An old customer had the same complaint with his 835, and after him grousing about refusing to cut the barrel and re-cut for chokes(Back bored barrel w/short taper/ rib in the mix..ugly.) I packed a fist sized Gob of #6's mixed with Marine-tex into the voids under the buttpad.
He thought I was a miracle worker untill I clued him in. Never even noticed the increased overall weight.:hmm3grin2orange: 

Seeing as how it's a kids shotgun, one of the smaller inertia(Mercury was the old standby) recoil reducers might add some counter balance, and take some thump out of the buttpad. You might have to drill through a couple of the support ribs to get a fit, and glop it in with epoxy, but they work.

Stay safe!
Dingeryote


----------



## ancy (Dec 3, 2012)

18.5"=legal 14"=perfect might try the stock filling thing. Need to get the trigger pull down on the 3 Crickets I'll have too. Any ideas there?

Sent from my XT881


----------



## dingeryote (Dec 3, 2012)

ancy said:


> 18.5"=legal 14"=perfect might try the stock filling thing. Need to get the trigger pull down on the 3 Crickets I'll have too. Any ideas there?
> 
> Sent from my XT881



ancy,

I have done triggers on a couple.
Those Cricketts come from the factory with LOTS of sear engagement, and most of it is Burr city. 
The Return spring is fine, so leave it alone. Just a bit of polishing without changing angles on engagement surfaces will do it. A fine white ceramic flat finishing stone is about as aggressive as ya need to get. They are a simple trigger, and you'll figure it out once you look at it, but if you have reservations, any good 'smith can hook you up.

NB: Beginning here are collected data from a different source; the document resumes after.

Issue #5176, opened 2021-08-12
Rate limit prebuilds


jankeromnes:
### Bug description

Today at around 13:24 UTC, there was a sudden jump in the number of prebuilds: Over about a minute, the repository https://gitlab.com/yo/gitlab triggered nearly 100 new prebuilds.

Unfortunately, this put excessive pressure on the US cluster, and in particular on the database, which lead to several workspaces not being able to start (for example: https://community.gitpod.io/t/django-pod-is-down/4541).

This incident lasted about 20 minutes and was logged here: https://www.gitpodstatus.com/incidents/ddyzghh3mfbm

### Steps to reproduce

Instantly trigger 100 prebuilds

### Expected behavior

There should be no outage, especially in the database

### Anything else?

Maybe it would make sense to introduce a reasonable rate limit on prebuilds, for example per repository.

AlexTugarev:
Looking into the old solution for now: https://github.com/gitpod-io/gitpod/blob/main/components/server/ee/src/prebuilds/prebuild-queue-maintainer.ts

I hope, @csweichel or @geropl find time to provide more details on this, please 🙏🏻

geropl:
This just lead to an incident: https://app.incident.io/incidents/101
Thus added it to #7812

/cc @jldec

jldec:
Scheduled this issue.
Similar to https://github.com/gitpod-io/gitpod/issues/7400

jldec:
Remove highest priority label - not 🔥.

jldec:
Back on the urgent list after another close call ([internal](https://gitpod.slack.com/archives/C01KGM9DVRC/p1645984314944559))
cc: @kylos101

jankeromnes:
Happy to look into implementing a reasonable rate limit that doesn't break normal usage but prevents incidents.

jankeromnes:
I did some [research](https://github.com/gitpod-io/ops/issues/1373#issuecomment-1055338729) (internal) on our top prebuild rates for February 2022:

> Research reveals three top rate classes:
> - "Abuse-like" (50-85+ / min)
> - "Dependabot" (25-50 / min)
> - "Popular & mirrors" (up to 25 / min)
> 
> I think we'll want to stop the "Abuse-like", but continue supporting the "Popular & mirrors".

Also, the "Dependabot" case is interesting:
[...]

PR #8504, opened 2022-03-01
Rate-limit new prebuilds to 50 / user / minute to prevent incidents

jankeromnes:
## Description

Rate-limit new prebuilds to 50 / user / minute to prevent incidents

## Related Issue(s)

Fixes https://github.com/gitpod-io/gitpod/issues/5176

## How to test

1. Fork https://gitlab.com/jankeromnes/test-gitpod-prebuilds-rate-limit
2. Add your fork as a project here: https://jx-rt-lmt-prblds.staging.gitpod-dev.com/new?team=user
3. Open your fork in Gitpod (any Gitpod) and run `./push-100.sh`
4. Once all 100 commits have been pushed (20 commits to 5 branches), verify that:
    - most prebuilds actually started (but not all 100)
    - some prebuilds never started but got cancelled instead (between 0 and 50, depending on when the burst happened in the 1min rate-limit window)
    - `kubectl logs server-[TAB] server | grep -i "rate limit"` contains some rate limit warnings (as many as the cancelled prebuilds)

## Release Notes

```release-note
Rate-limit new prebuilds to 50 / user / minute to prevent incidents
```

### DIFF
--- a/components/server/src/websocket/websocket-connection-manager.ts
+++ b/components/server/src/websocket/websocket-connection-manager.ts
@@ -358,7 +358,7 @@ class GitpodJsonRpcProxyFactory<T extends object> extends JsonRpcProxyFactory<T>
                     throw rlRejected;
                 }
                 log.warn({ userId }, "Rate limiter prevents accessing method due to too many requests.", rlRejected, { method });
-                throw new ResponseError<RateLimiterError>(ErrorCodes.TOO_MANY_REQUESTS, "too many requests", { method, retryAfter: Math.round(rlRejected.msBeforeNext / 1000) || 1 });
+                throw new ResponseError<RateLimiterError>(ErrorCodes.TOO_MANY_REQUESTS, "too many requests", { method, retryAfter: Math.ceil(rlRejected.msBeforeNext / 1000) || 1 });
             }
 
             // access guard
--- a/components/server/ee/src/prebuilds/prebuild-manager.ts
+++ b/components/server/ee/src/prebuilds/prebuild-manager.ts
@@ -5,7 +5,7 @@
  */
 
 import { DBWithTracing, TracedWorkspaceDB, WorkspaceDB } from '@gitpod/gitpod-db/lib';
-import { CommitContext, Project, ProjectEnvVar, StartPrebuildContext, StartPrebuildResult, TaskConfig, User, WorkspaceConfig, WorkspaceInstance } from '@gitpod/gitpod-protocol';
+import { CommitContext, Project, ProjectEnvVar, RateLimiterError, StartPrebuildContext, StartPrebuildResult, TaskConfig, User, WorkspaceConfig, WorkspaceInstance } from '@gitpod/gitpod-protocol';
 import { log } from '@gitpod/gitpod-protocol/lib/util/logging';
 import { TraceContext } from '@gitpod/gitpod-protocol/lib/util/tracing';
 import { inject, injectable } from 'inversify';
@@ -16,6 +16,9 @@ import { ConfigProvider } from '../../../src/workspace/config-provider';
 import { WorkspaceStarter } from '../../../src/workspace/workspace-starter';
 import { Config } from '../../../src/config';
 import { ProjectsService } from '../../../src/projects/projects-service';
+import { startPrebuild, UserRateLimiter } from '../../../src/auth/rate-limiter';
+import { ErrorCodes } from '@gitpod/gitpod-protocol/lib/messaging/error';
+import { ResponseError } from 'vscode-ws-jsonrpc';
 
 export class WorkspaceRunningError extends Error {
     constructor(msg: string, public instance: WorkspaceInstance) {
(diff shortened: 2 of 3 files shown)


jankeromnes:
Re-roll 🎲

/werft run

jankeromnes:
**Expected**
- 100 commits pushed (20 to 5 branches)
- 50 prebuilds started
- 50 rate limit warnings

**Current state**
- 100 commits pushed (20 to 5 branches)
- 100 prebuilds started
- 13 rate limit warnings

Something seems off here 🤔 (do GitLab webhooks auto-retry on rate limit? 😳)

gtsiolis:
See also [relevant discussion](https://gitpod.slack.com/archives/C02EN94AEPL/p1646081001709509) (internal) in case this is related. Cc @jankeromnes @JanKoehnlein @jldec

jankeromnes:
Ah, cool, I didn't know we could see webhook errors on GitLab. Thanks @gtsiolis!

Would be curious to see if we can get the actual error messages when a webhook call fails.

gtsiolis:
> Would be curious to see if we can get the actual error messages when a webhook call fails.

@jankeromnes Yes, we can. Here're the two most recent errors seen in our fork.
1. https://gitlab.com/gitpod-io/gitlab/-/hooks/10823912/hook_logs/2455346235 (internal)
2. https://gitlab.com/gitpod-io/gitlab/-/hooks/10823912/hook_logs/2455045008 (internal)

jankeromnes:
Hey, thanks a lot for surfacing these. 💯🙏

Both seem to have failed with:

```
Internal error occurred while delivering this webhook.
Error: Net::ReadTimeout
```

I wonder if the timeout means Gitpod didn't respond in time, or if it's something inside GitLab that timed out. 🤔

In any case, this feature looks super useful for debugging webhook problems (especially now that we're inventing a new webhook problem: the rate limit 😅)

jankeromnes:
Two new errors on the current deployment, and rate-limiting doesn't work 🙄

```
TypeError: Cannot read properties of undefined (reading 'statusCode')
    at /app/node_modules/@gitbeaker/node/dist/index.js:168:43
    at step (/app/node_modules/@gitbeaker/node/dist/index.js:82:23)
    at Object.next (/app/node_modules/@gitbeaker/node/dist/index.js:63:53)
    at fulfilled (/app/node_modules/@gitbeaker/node/dist/index.js:53:58)
```

```
(node:29) UnhandledPromiseRejectionWarning: Error: NotFoundError
    at Object.<anonymous> (/app/node_modules/@gitpod/server/dist/src/errors/index.js:26:41)
    at /app/node_modules/@gitpod/server/dist/src/errors/index.js:13:71
    at new Promise (<anonymous>)
    at __awaiter (/app/node_modules/@gitpod/server/dist/src/errors/index.js:9:12)
    at Object.create (/app/node_modules/@gitpod/server/dist/src/errors/index.js:21:16)
    at GitlabContextParser.<anonymous> (/app/node_modules/@gitpod/server/dist/src/gitlab/gitlab-context-parser.js:187:52)
    at fulfilled (/app/node_modules/@gitpod/server/dist/src/gitlab/gitlab-context-parser.js:19:58)
    at processTicksAndRejections (node:internal/process/task_queues:96:5)
```

components/server/src/websocket/websocket-connection-manager.ts
```diff
@@ -358,7 +358,7 @@ class GitpodJsonRpcProxyFactory<T extends object> extends JsonRpcProxyFactory<T>
                     throw rlRejected;
                 }
                 log.warn({ userId }, "Rate limiter prevents accessing method due to too many requests.", rlRejected, { method });
-                throw new ResponseError<RateLimiterError>(ErrorCodes.TOO_MANY_REQUESTS, "too many requests", { method, retryAfter: Math.round(rlRejected.msBeforeNext / 1000) || 1 });
+                throw new ResponseError<RateLimiterError>(ErrorCodes.TOO_MANY_REQUESTS, "too many requests", { method, retryAfter: Math.ceil(rlRejected.msBeforeNext / 1000) || 1 });
```
geropl, line 361: :+1:

geropl:
@jankeromnes Thx for tackling this long-standing yet very annoying issue. Two thoughts:
 - the current (draft) version throttles per user. With an additional method [here](https://github.com/gitpod-io/gitpod/blob/35e97c10643734396c4368240d453ad734c82bdf/components/server/src/auth/rate-limiter.ts#L253-L255) we could turn it into per-repo
 - have you thought about using the DB as ground-truth about how many workspace are already running per repo? :thinking: This would:
   - effectively share rate-limiting state across `server` instances: the current approach allows for 6 x 50 = 300 prebuilds / 1 minutes, potentially
   - this could pave the way to support user-friendlier modes of handling over-traffic compared to "accept first, drop all others"

jankeromnes:
> > effectively share rate-limiting state across `server` instances: the current approach allows for 6 x 50 = 300 prebuilds / 1 minutes, potentially
> 
> Aha, right, I'm currently testing with a single `server` instance, which is why I didn't observe this.

I've tested this PR with 6 servers, using `kubectl scale deployments/server --replicas=6`.

```
mysql> select state, count(id) prebuilds from d_b_prebuilt_workspace where creationTime > '2022-03-02 14:42' group by state order by
prebuilds desc;
+-----------+-----------+
| state     | prebuilds |
+-----------+-----------+
| available |       100 |
+-----------+-----------+
1 row in set (0.01 sec)
```

```
mysql> select state, count(id) prebuilds from d_b_prebuilt_workspace where creationTime > '2022-03-02 14:46' group by state order by
prebuilds desc;
+-----------+-----------+
| state     | prebuilds |
+-----------+-----------+
| available |       100 |
+-----------+-----------+
1 row in set (0.01 sec)
```

Looks like this defeats the rate-limiter. 😞

jankeromnes:
While this approach (i.e. using the server rate-limiter inside the PrebuildManager) basically works, it has the problem of multiplying the allowed rate limit by the number of server instances in the cluster.

I still believe that we could fix the rate-limiter itself to use the DB in order to share a single state between all server instances of a cluster (thus fixing this approach, and also fixing every other rate-limited server method).

However, for the specific issue of prebuild spam, we've [discussed](https://github.com/gitpod-io/gitpod/issues/5176#issuecomment-1057906713) another approach (i.e. not using the rate-limiter, but making the PrebuildManager check the DB for how many prebuilds were previously started on the same cloneURL), which seems even simpler and could immediately prevent this type of outage.

Thus, closing this Pull Request for now. @andrew-farries and @easyCZ, if you do find anything useful in this PR, please feel free to recycle it as you see fit. 🙂 Many thanks for taking this over! I'm also happy to help with any questions here.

Yeah, the fact that making a shotgun fit a kid properly bieng subject to a 200 Tax is ridiculous and contrary.
Taxed for not having a legitimate MILITARY application, yet the same Tax is levied on the transfer of M1919A4's...don't get me started.

Stay safe!
Dingeryote


----------



## jdc123 (Dec 3, 2012)

dingeryote said:


> ancy,
> 
> I have a love /Hate thing going with Colt, thanks to them going through cycles of Brilliance and then utter stupidity like this.
> 
> ...


I had an eighties-vintage Combat Commander that could have been better fitted by a chimp on cocaine. I understand the new 1911's are better?


----------



## dingeryote (Dec 4, 2012)

jdc123 said:


> I had an eighties-vintage Combat Commander that could have been better fitted by a chimp on cocaine. I understand the new 1911's are better?



LOL!!

Yeah, things got really crappy with Colt for a long time. By the looks of things, they are making some serious efforts, but are still behind the old series 70's and QC can still be spotty. For the price, a used Les Baer or Nighthawk is still a better option. 

Colt Recently secured the USMC MEU-SOC/MARSOC contract, so they will either tighten the hell up on both sides of the house due to the 1911 production bieng moved to the other side of the fence that splits the factory(Literally) floor, or they will screw it up totally...again.
I wish them luck, and applaud a non Cerebrus/Freedom group entity maybe getting ahead.

Stay Safe!
Dingeryote


----------



## Swamp Yankee (Dec 4, 2012)

Random thoughts from the Peanut Gallery

First I wanted to reply sooner, just was busy, sorry about that.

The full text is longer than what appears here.